Well I am pretty sure I read somewhere that the salt in a recipe is as important to the sausage as the  Nitrite, and that one should never go below  1/3  of the salt of what the recipe calls for,

how this helps the OP I have NO Idea... but it does give shed some light on the bacterial growth part I think


----------



## chef jimmyj (Feb 24, 2012)

S2K9K said:


> Ok I'm curious, why not insert a probe before 140? and does this only apply to cured meat? I just did a pastrami and inserted a probe as soon as I put it on the smoker. I have always inserted my probe at the time of putting meats on the smoker. and if you don't probe how do you know when it hits 140?


There are people that wait to probe ANYTHING before the meat has been in the Smoker or Oven at least 1 hour, Surface Temp 140*F, to eliminate any lingering Bacteria... There is the off chance that there may be some Bacteria on the outside of the meat that can get pushed into the meat by the probe or injection. In the case of a long slow smoked Beef or large Butt, that bacteria can multiply and generate toxins that can cause illness...Most of the time we cook the meat to 190*-210*F and anything you push in is killed. There are however some toxins that are not destroyed by heating and can pose a problem...This is rare because between Washing the meat and soaking in a Salty Brine or applying a Salty Rub, extremely small amounts of bacteria survive, if any...But once again, is it not better to err on the side of caution and wait an hour before you probe...JJ


----------



## s2k9k (Feb 25, 2012)

Jimmy, Thanks for the answer, I had never heard that before. It makes sense so from now on I will wait before probing.


----------



## alblancher (Feb 25, 2012)

What makes it an interesting question to me is that if properly cured the outside of the meat should be pathogen free, if you use a sterile probe or sterile needle and marinade you should be fine.  Kind of like injecting after the surface of the meat has been properly heated.  There are significant changes in the chemistry of the meat caused by curing but even though those changes may make bacterial growth more difficult I don't think it will prevent their growth.

Need to do more research!


----------



## terry colwell (Feb 25, 2012)

Error on the side of caution is great. And dont think back to years ago when you seen the guys stabbing the heck out of the food the whole time they cooked it with that big meat fork. For years and years people stabbed the meat with "Meat Forks", even using them to take the meat off the plate whem just starting the cook, so they didnt have to touch the meat. I think sometimes we get Hyper Critical of things..


----------



## big casino (Feb 25, 2012)

not to mention the meat packers use meat hooks, but always best to be safe than sorry


----------



## alblancher (Feb 25, 2012)

I imagine the tools used in an inspected meat packing plant are pretty clean and there is a clear sanitation deliniation between the killing area and the packing area. 
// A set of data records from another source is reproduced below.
PR #874, opened 2019-10-11
issue-792: Forbid Union[T, None]

novikovfred:
# I have made things!

## Checklist

- [x] I have double checked that there are no unrelated changes in this pull request (old patches, accidental config files, etc)
- [x] I have created at least one test case for the changes I have made
- [x] I have updated the documentation for the changes I have made
- [x] I have added my changes to the `CHANGELOG.md`

## Related issues

- Closes #792

PR #924, opened 2019-10-19
Issue 875

### LINKED ISSUE #875: Forbid `Optional[Union[A, B]]`, use `Union[A, B, None]` instead
# Rule request

## Thesis

These two types are equal: `Optional[Union[A, B]] == Union[A, B, None]`

For consistency reasons we need to enforce the second form over the first one.
Related to #792

ko3luhbka:
# I have made things!

## Checklist

## Related issues

- Closes #875

I think there's no need to create new visitor class for this violation and the new logic fits well into 
existing ``SemanticAnnotationVisitor`` class.
Also I'm not shure if I chose correct violation code because of the active pull request #874 which uses 'WPS703'.

### DIFF
--- a/CHANGELOG.md
+++ b/CHANGELOG.md
@@ -24,6 +24,7 @@ We used to have incremental versioning before `0.1.0`.
 - Forbids to use redundant subscripts (e.g., `[0:7]` or `[3:None]`)
 - Allow `super()` as a valid overused expression
 - `WPS350` enforce using augmented assign pattern
+- Forbids to use `Optional[Union` in function annotations 
 
 ### Bugfixes
 
--- a/CHANGELOG.md
+++ b/CHANGELOG.md
@@ -24,7 +24,7 @@ We used to have incremental versioning before `0.1.0`.
 - Forbids to use redundant subscripts (e.g., `[0:7]` or `[3:None]`)
 - Allow `super()` as a valid overused expression
 - `WPS350` enforce using augmented assign pattern
-- Forbids to use `Optional[Union` in function annotations 
+- Forbids to use `Optional[Union]` in function annotations 
 
 ### Bugfixes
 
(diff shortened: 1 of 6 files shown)


CHANGELOG.md
```diff
@@ -24,6 +24,7 @@ We used to have incremental versioning before `0.1.0`.
 - Forbids to use redundant subscripts (e.g., `[0:7]` or `[3:None]`)
 - Allow `super()` as a valid overused expression
 - `WPS350` enforce using augmented assign pattern
+- Forbids to use `Optional[Union` in function annotations
```
sobolevn: The example is cut, please fix it

tests/fixtures/noqa.py
```diff
@@ -573,14 +573,21 @@ def literal_none_return_func() -> Literal[None]:  # noqa: WPS701
...
-def nested_annotation_return_func() -> Union[str, Union[int, float]]: # noqa: WPS702
+def nested_annotation_return_func() -> Union[str, Union[int, float]]:  # noqa: WPS702
     """Union[str, Union[int, float]]"""
 
 
+def optional_union_annotation_func(arg: Optional[Union[str, int]]):  # noqa: WPS704
+    """Optional[Union[str, int]]"""
+
+
+def optional_union_annotation_return_func() -> Optional[Union[str, int]]:  # noqa: WPS704
```
sobolevn: One example is enough.

ko3luhbka: @sobolevn why we don't want to check return annotations here? Is it because they are checked in ``test_flat_types.py``? And it's actually checked here for ``Literal[None]`` annotation.

sobolevn: Yes, you are correct. We only test here that `noqa: ` comments work. That's it.
Other checks are in `test_flat_types.py`

You can delete this incorrect example with two `Literal` as well. I have just missed it during the review process. Now it causes confusion

sobolevn:
Ok, I will actually fix it myself. I need a deep look at this problem.

Thanks!

PR #926, opened 2019-10-19
Forbid unnecessary literals #780

### LINKED ISSUE #780: Unnecessary literals
# Rule request

## Thesis

Bad:

```python
int()
float()
str()
bytes()
bool()
complex()
```

Good:

```python
0
0.0
''
b''
False
0j
```

[flake8-comprehensions](https://github.com/adamchainz/flake8-comprehensions) does the same, but only for dict, list, and tuple.

## Reasoning

> There should be one-- and preferably only one --obvious way to do it.

PrVrSs:
# I have made things!

## Checklist

## Related issues

Closes #780

### DIFF
--- a/wemake_python_styleguide/violations/consistency.py
+++ b/wemake_python_styleguide/violations/consistency.py
@@ -76,6 +76,7 @@ Summary
    AdditionAssignmentOnListViolation
    RedundantSubscriptViolation
    AugmentedAssignPatternViolation
+   UnnecessaryLiteralsViolation
 
 Consistency checks
 ------------------
@@ -131,6 +132,7 @@ Consistency checks
 .. autoclass:: AdditionAssignmentOnListViolation
 .. autoclass:: RedundantSubscriptViolation
 .. autoclass:: AugmentedAssignPatternViolation
+.. autoclass:: UnnecessaryLiteralsViolation
 
 """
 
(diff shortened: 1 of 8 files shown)


wemake_python_styleguide/violations/consistency.py
```diff
@@ -1866,3 +1868,37 @@ class AugmentedAssignPatternViolation(ASTViolation):
...
+    """
+    Forbids the use of unnecessary literals in your code.
+
+    Reasoning:
+        There should be one-- and preferably only one --obvious way to do it.
+
+    Example::
+
+        # Correct:
+        0
```
sobolevn: Let's make it `default = 0`

sobolevn: And remove other values

wemake_python_styleguide/violations/consistency.py
```diff
@@ -1866,3 +1868,37 @@ class AugmentedAssignPatternViolation(ASTViolation):
...
+        0.0
+        ''
+        b''
+        False
+        0j
+
+        # Wrong:
+        int()
```
sobolevn: Let's make it `default = int()` and remove other values.

wemake_python_styleguide/violations/consistency.py
```diff
@@ -1866,3 +1868,37 @@ class AugmentedAssignPatternViolation(ASTViolation):
...
     error_template = 'Found usable augmented assign pattern'
     code = 350
+
+
+@final
+class UnnecessaryLiteralsViolation(ASTViolation):
+    """
+    Forbids the use of unnecessary literals in your code.
+
+    Reasoning:
```
sobolevn: The reasoning is technically correct, but is not complete.
I guess that it should be formulated like so: `We discourage using primitive calls to get default type values. There are better ways to get these values.`

We are also missing a solution here.
The solution should be: `Use direct default values of the given type`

This is more of an academic musing then a serious "change your ways" advice.  Once cured I believe most meats are safe but safe practices are safe practices.  Deciding to use them is each individual's choice.

On the academic side the question is: Does the meat chemistry change enough to inhibit the growth of bacteria or have the bacteria  been simply killed and introducing new bacteria starts the process over again.


----------



## desertlites (Feb 25, 2012)

along with tenderizing a piece of meat to boot,sure like my chicken fried steak.


----------



## big casino (Feb 25, 2012)

you know Al I think I misunderstood your question the first time I read it, are you asking, IF you inject a cure into a whole cut of meat like a loin or a picnic and cure it, since you injected it do you need to follow the 4 hr rule?

is that it or am I still confused?? LOL


----------



## chef jimmyj (Feb 25, 2012)

alblancher said:


> I imagine the tools used in an inspected meat packing plant are pretty clean and there is a clear sanitation deliniation between the killing area and the packing area.
> 
> This is more of an academic musing then a serious "change your ways" advice.  Once cured I believe most meats are safe but safe practices are safe practices.  Deciding to use them is each individual's choice.
> 
> On the academic side the question is: Does the meat chemistry change enough to inhibit the growth of bacteria or have the bacteria  been simply killed and introducing new bacteria starts the process over again.


I think the level or amount of New Bacteria contamination may play a part...From experience...A chunk of ham in a Ziplock has been fine after 3 weeks in the cold back of my refer but a pound of Sliced ham from the grocery store gets slimey in 7-10 days in the drawer...JJ


----------



## big casino (Feb 25, 2012)

I found this tid bit of information ;

Salt inhibits microbial growth by plasmolysis. In other words, water is drawn out of the microbial cell by osmosis due to the higher concentration of salt outside the cell. A cell loses water until it reaches a state first where it cannot grow and cannot survive any longer. The concentration of salt outside of a microorganism needed to inhibit growth by plasmolysis depends on the genus and species of the microorganism. The growth of some bacteria is inhibited by salt concentrations as low as 3%, e.g., _Salmonella_, whereas other types are able to survive in much higher salt concentrations, e.g., up to 20% salt for _Staphylococcus_ or up to 12% salt for _Listeria monocytogenes_ (Table 5.3.). Fortunately the growth of many undesirable organisms normally found in cured meat and poultry products is inhibited at relatively low concentrations of salt (USDA FSIS 1997a).

It doesnt mention if it is ok to probe it but it has some good salt vs. bacteria info

I found it here

http://nchfp.uga.edu/publications/nchfp/lit_rev/cure_smoke_cure.html


----------



## alblancher (Feb 25, 2012)

Big Casino

I am curing a pork loin with a dry cure.  Once cured I will rinse and place in the cold smoke for lets say 4 hours and then into the hot smoke for lets say 3  hours to get to 145 degrees.  If I penetrate the pork loin with a sterile fork or meat thermometer or inject a sterile marinade does the 4 hour rule apply from that point on?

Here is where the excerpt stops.